▸ **Input**:
PR #322, opened 2016-06-10
Add user property for parameter "dataFile" of "report" mojo

Godin:
See https://groups.google.com/d/msg/jacoco/XtIKmcuqbo8/LUJIIPLjvLYJ


Godin:
@widgetpl this is not that easy in case of properties whose values are not primitive, e.g. `rules` of `check` mojo, or even lists such as `includes` and `excludes` of `report` mojo, while it is easy in case of `dataFile` of `report` mojo. So instead of trying to climb a mountain using too general statement "all of them", let's do a baby steps and solve various cases separately, and especially that as of today there is not that much parameters, which cannot be specified from command-line.

widgetpl:
@Godin yes You are right, I am requiring too much and for me dataFile is enough for now as i had problem just with this parameter and when i wrote about rest of them i thought that it might be useful in future for someone ;)

Godin:
@widgetpl thank you for your understanding!

Godin:

Funny that fix is one line, while changes for integration test much bigger 😄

▸ **Directions**: Starting at the line that holds "for your understanding!", set down each line exactly through the last line of the records above, and no others.

▸ **Result of this exercise**:
@widgetpl thank you for your understanding!

Godin:

Funny that fix is one line, while changes for integration test much bigger 😄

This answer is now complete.